(Stored items)
::::::::
PR #9082, opened 2025-10-10
[circt-lsp-server] Make time source injectable

Scheremo:
Introduce an injectable clock and test-only wait shim to remove real sleeps
from `PendingChanges` logic in tests, while preserving production behavior.

### PendingChangesMap Changes

- Add an **injectable time source**:
  - `using SteadyClock = std::chrono::steady_clock;`
  - `using NowFn = std::function<SteadyClock::time_point()>;`
  - Store `NowFn nowFn` and a `bool useManualClock` in `PendingChangesMap`.
- Replace direct calls to `std::chrono::steady_clock::now()` with `nowFn()`.
- Add `waitForMinMs(uint64_t ms, SteadyClock::time_point start)`:
  - **Prod path**: `std::this_thread::sleep_for(ms)`.
  - **Test path** (`useManualClock`): busy-wait with `std::this_thread::yield()` until `nowFn()` reaches target.
- New ctor overload for tests:
  - `PendingChangesMap(unsigned maxThreads, NowFn now)` -> enables manual clock mode.
- Dtor now calls `abort()` to ensure all pending work is cleared on teardown.
- Replace sleep in debounce worker:
  - `sleep_for(ms)` -> `waitForMinMs(ms, scheduleTime)`.

### PendingChangesMap Unit Test Changes

- Add `ManualClock` with manual advancement (`advanceMs`) and `now()` accessor.
- Utility `advanceTestTime(clock, ms)` that advances test time and yields.
- `CallbackCapture::waitFor()` now uses a tight fixed 1ms window (no per-call timeout arg).
- Refactor tests to:
  - Construct `PendingChangesMap` with manual clock (`PendingChangesMap(2, [&]{ return clock.now(); })`).
  - Advance time deterministically instead of sleeping.
  - Validate debounce min/obsolete/max-cap behaviors without flakiness.
- Adjust debounce cap in `MaxCapForcesFlushDuringContinuousTyping` to 100ms to tighten assertions.
- Sprinkle end-of-test large time advances to flush any queued workers.

### DIFF
--- a/unittests/Tools/circt-verilog-lsp-server/Utils/PendingChangesTest.cpp
+++ b/unittests/Tools/circt-verilog-lsp-server/Utils/PendingChangesTest.cpp
@@ -22,6 +22,20 @@ using namespace std::chrono_literals;
 
 namespace {
 
+/// Manual, monotonic clock for tests. Time is advanced manually to avoid race
+/// conditions in threads
+struct ManualClock {
+  SteadyClock::time_point t = SteadyClock::time_point{}; // start at epoch
+  SteadyClock::time_point now() const { return t; }
+  void advanceMs(std::chrono::milliseconds ms) { t += ms; }
+};
+
+static inline void advanceTestTime(ManualClock &clock,
+                                   std::chrono::milliseconds ms) {
+  clock.advanceMs(ms);
+  std::this_thread::yield(); // let the worker run
+}
+
 /// Tiny helper to await a single callback result in tests.
 struct CallbackCapture {
   std::mutex m;
@@ -39,9 +53,11 @@ struct CallbackCapture {
   }
 
   // Wait up to timeout for a callback; returns true if called.
-  bool waitFor(std::chrono::milliseconds timeout) {
+  bool waitFor() {
     std::unique_lock<std::mutex> lock(m);
-    return cv.wait_for(lock, timeout, [&] { return called; });
+    // Keep the timeout very small, as all time references are anyway driven
+    // from the unit tests
+    return cv.wait_for(lock, 1ms, [&] { return called; });
   }
 };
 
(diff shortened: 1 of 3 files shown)


uenoku:
Cool, thank you for improving this! We need to make sure not to use raw now()/sleep_for() but that sounds reasonable

Scheremo:
> Cool, thank you for improving this! We need to make sure not to use raw now()/sleep_for() but that sounds reasonable

Thanks for spotting the issue and fixing it on short notice! 
My current approach is to centralize time control in the unit test, so each thread "runs on unit test time". This should remove any race conditions on time alone. I think the draft is almost complete, so please feel free to let me know if you have any feedback 😄

unittests/Tools/circt-verilog-lsp-server/Utils/PendingChangesTest.cpp
```diff
@@ -209,12 +246,15 @@ TEST(PendingChangesMapTest, MissingKeyYieldsNullptr) {
     cap.set(std::move(r));
   });
 
-  ASSERT_TRUE(cap.waitFor(400ms));
+  advanceTestTime(clock, 30ms);
+
+  ASSERT_TRUE(cap.waitFor());
   EXPECT_EQ(cap.got, nullptr);
```
uenoku, line 257: abort missiong?

Scheremo:
> LGTM, thank you for improving this! Maybe we might want to check abort is called in deconstructor of PendingChangesMap (RAII also works, but I personally prefer requiring explicit `abort` ).

That's a good point; I added a destructor that calls abort. This should help avoid accidental thread orphaning, and if there are no threads to wait on, this should also not cost anything if `abort` has been called prior to destruction.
::::::::
### [Work task]
Copy out every record above once more, precisely as written.

### [Exercise output]
PR #9082, opened 2025-10-10
[circt-lsp-server] Make time source injectable

Scheremo:
Introduce an injectable clock and test-only wait shim to remove real sleeps
from `PendingChanges` logic in tests, while preserving production behavior.

### PendingChangesMap Changes

- Add an **injectable time source**:
  - `using SteadyClock = std::chrono::steady_clock;`
  - `using NowFn = std::function<SteadyClock::time_point()>;`
  - Store `NowFn nowFn` and a `bool useManualClock` in `PendingChangesMap`.
- Replace direct calls to `std::chrono::steady_clock::now()` with `nowFn()`.
- Add `waitForMinMs(uint64_t ms, SteadyClock::time_point start)`:
  - **Prod path**: `std::this_thread::sleep_for(ms)`.
  - **Test path** (`useManualClock`): busy-wait with `std::this_thread::yield()` until `nowFn()` reaches target.
- New ctor overload for tests:
  - `PendingChangesMap(unsigned maxThreads, NowFn now)` -> enables manual clock mode.
- Dtor now calls `abort()` to ensure all pending work is cleared on teardown.
- Replace sleep in debounce worker:
  - `sleep_for(ms)` -> `waitForMinMs(ms, scheduleTime)`.

### PendingChangesMap Unit Test Changes

- Add `ManualClock` with manual advancement (`advanceMs`) and `now()` accessor.
- Utility `advanceTestTime(clock, ms)` that advances test time and yields.
- `CallbackCapture::waitFor()` now uses a tight fixed 1ms window (no per-call timeout arg).
- Refactor tests to:
  - Construct `PendingChangesMap` with manual clock (`PendingChangesMap(2, [&]{ return clock.now(); })`).
  - Advance time deterministically instead of sleeping.
  - Validate debounce min/obsolete/max-cap behaviors without flakiness.
- Adjust debounce cap in `MaxCapForcesFlushDuringContinuousTyping` to 100ms to tighten assertions.
- Sprinkle end-of-test large time advances to flush any queued workers.

### DIFF
--- a/unittests/Tools/circt-verilog-lsp-server/Utils/PendingChangesTest.cpp
+++ b/unittests/Tools/circt-verilog-lsp-server/Utils/PendingChangesTest.cpp
@@ -22,6 +22,20 @@ using namespace std::chrono_literals;
 
 namespace {
 
+/// Manual, monotonic clock for tests. Time is advanced manually to avoid race
+/// conditions in threads
+struct ManualClock {
+  SteadyClock::time_point t = SteadyClock::time_point{}; // start at epoch
+  SteadyClock::time_point now() const { return t; }
+  void advanceMs(std::chrono::milliseconds ms) { t += ms; }
+};
+
+static inline void advanceTestTime(ManualClock &clock,
+                                   std::chrono::milliseconds ms) {
+  clock.advanceMs(ms);
+  std::this_thread::yield(); // let the worker run
+}
+
 /// Tiny helper to await a single callback result in tests.
 struct CallbackCapture {
   std::mutex m;
@@ -39,9 +53,11 @@ struct CallbackCapture {
   }
 
   // Wait up to timeout for a callback; returns true if called.
-  bool waitFor(std::chrono::milliseconds timeout) {
+  bool waitFor() {
     std::unique_lock<std::mutex> lock(m);
-    return cv.wait_for(lock, timeout, [&] { return called; });
+    // Keep the timeout very small, as all time references are anyway driven
+    // from the unit tests
+    return cv.wait_for(lock, 1ms, [&] { return called; });
   }
 };
 
(diff shortened: 1 of 3 files shown)


uenoku:
Cool, thank you for improving this! We need to make sure not to use raw now()/sleep_for() but that sounds reasonable

Scheremo:
> Cool, thank you for improving this! We need to make sure not to use raw now()/sleep_for() but that sounds reasonable

Thanks for spotting the issue and fixing it on short notice! 
My current approach is to centralize time control in the unit test, so each thread "runs on unit test time". This should remove any race conditions on time alone. I think the draft is almost complete, so please feel free to let me know if you have any feedback 😄

unittests/Tools/circt-verilog-lsp-server/Utils/PendingChangesTest.cpp
```diff
@@ -209,12 +246,15 @@ TEST(PendingChangesMapTest, MissingKeyYieldsNullptr) {
     cap.set(std::move(r));
   });
 
-  ASSERT_TRUE(cap.waitFor(400ms));
+  advanceTestTime(clock, 30ms);
+
+  ASSERT_TRUE(cap.waitFor());
   EXPECT_EQ(cap.got, nullptr);
```
uenoku, line 257: abort missiong?

Scheremo:
> LGTM, thank you for improving this! Maybe we might want to check abort is called in deconstructor of PendingChangesMap (RAII also works, but I personally prefer requiring explicit `abort` ).

That's a good point; I added a destructor that calls abort. This should help avoid accidental thread orphaning, and if there are no threads to wait on, this should also not cost anything if `abort` has been called prior to destruction.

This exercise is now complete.